За Шнурком водилась такая привычка. Выполнял он различные просьбы: на чай менял то костюмчик, то телогрейку – искал нужный обмен, так как люди доверяли ему, и хлопотал старик за заварку чая или кулечек конфет.

Вот и в этот вечер удалось ему у банщика надыбать хороший обмен, отдал Шнурок шесть пачек чая, а получил сапоги и теперь, уже после отбоя, пытался пройти через центральный плац в свой сектор вместе с завхозами отрядов, возвращающимися в свои сектора после докладов.

Но Шнурку не повезло. Был он замечен низеньким прапорщиком и так, вместе с сапогами, предстал перед дежурным по колонии – седым майором, в отглаженной, щеголеватой зеленоватой форме.

– А, Шнурок, маклюешь, – спокойно сказал офицер, поглядывая на понурого старика.

– Есть такое, – признался Шнурок.

– Ты бы лучше бы подумал о будущем, – привычно как-то проговорил офицер и осекся, думая, ну какое у Шнурка может быть будущее, с его то биографией…

– Ну ладно, старик, иди в отряд.

Радуясь, что пронесло, вышел Шнурок в тесный коридор контрольной вахты и тут едва не споткнулся о носилки, стоявшие на грязном полу. На них лежал человек, с головой прикрытый грязной простынею с какими-то кровяными пятнами. Рядом находился раскосый санитар, нервно переступая с ноги на ногу.

– Откинулся, – сказал Шнурок и быстро прошел мимо санитара, осторожно – мимо носилок, стараясь не глядеть в их сторону. Какая-то тревога засела в груди Шнурка от этой грустной картины.

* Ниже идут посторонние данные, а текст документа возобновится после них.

PR #106, opened 2020-06-05
fix: do not use URLSearchParams to support IE 11 without polyfill

iiroj:
As mentioned in https://github.com/pmmmwh/react-refresh-webpack-plugin/issues/88#issuecomment-633803815, we kept having issues with the top-level `URLSearchParams` call in `ErrorOverlayEntry.js`. Because it gets immediately invoked when the webpack chunk containing the code is loaded, it was running before our polyfill bundle and thus breaking IE 11.

Since the purpose of the offending code was to parse override options from the webpack `__resourceQuery`, I opened this PR to avoid the call entirely and instead just using `decoreURIComponent`, and `String.prototype.split`.

This should allow the plugin to work without polyfills on IE 11.

What do you think?

I'm not sure if the README has to be updated with regards to the polyfilll section.


pmmmwh:
Some background:

- `__resourceQuery` parsing is exclusively used for `webpack-dev-server` only
- Currently, the socket implementation for `webpack-dev-server` will depend on `URL` (inferred from usage of `native-url`)

The two above combined will mean even with this change, IE is still imcompatible, unless we do a custom implementation of `url.format`. I can add a shim to this myself later.

All that said - I think we can move the `__resourceQuery` parsing to `WDSSocket.js`.

iiroj:
Thanks for the comment. I looked at the usage of native-url, since we do use webpack-dev-server and the websocket implementation (instead of the default sockjs). It seems that part of the code then works fine on IE 11, at least in our case.

All in all, with this change it solved our problems.

I'm fine with it being solved another way though!

iiroj:
@pmmmwh I converted this PR into a draft to indicate it's not ready to be merged.

If I understood you correctly, I pushed a few further refactoring commits to move the parsing into a util method that's called internally in `WDSSocket.js`.

If you rather wish to take care of this yourself, let me know!

pmmmwh:
> If I understood you correctly, I pushed a few further refactoring commits to move the parsing into a util method that's called internally in `WDSSocket.js`.

Yea, this is how I've envisioned it. I'll think about chunking order issues.

I think moving forward maybe we'll have to have logic to make sure the error overlay is injected once only, like how the refresh hook should only be injected once. This can be handled later.

iiroj:
Hello,

I rebased this PR to the new `main` branch, and removed the draft status, since I had some time to test that everything is still working in IE 11 (and others).

iiroj:
I also opted to refactor the `parseURLSearchParams` into `getResourceQuery` that instead of being generic, only returns the parsed `__resourceQuery` global variable. I also added some tests for it.

pmmmwh:
Thanks for the PR! This will land in the next beta.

В локальном секторе своего отряда Шнурок постоял немного, подставляя ветерку свое худое серое лицо, от употребления крепкого чая приобретшее коричневатый оттенок, а затем вошел в теплое жилое помещение. Отдал сапоги, получил за услугу две пачки Примы. Думал старик, что отдаст сигареты знакомому повару, ибо сам не курил, а тот принесет ему что-нибудь повкуснее на обед. И предвкушение этого радостного события как-то отвлекло Шнурка от горькой картины, виденной на контрольной вахте.

Ночью Шнурка одолевали кошмары. То снилось ему, что лежит он в гробу, а знакомый ему майор, дежурный по колонии, укоряет: Что же ты, Шнурок, срок свой не отсидел по законному приговору, в побег, значит, собрался.

Утром в локальном секторе, запахнув потуже телогрейку, в строю своей бригады, Шнурок, яростно жестикулируя длинными руками, убеждал какого-то хмурого осужденного, что явно завышена та цена за костюм установленного образца, который тот хотел поменять на чай. И если бы были сторонние наблюдатели, то болели бы, конечно, за менялу.

А над зоной кружился серый ястреб, точно завороженный этим квадратом.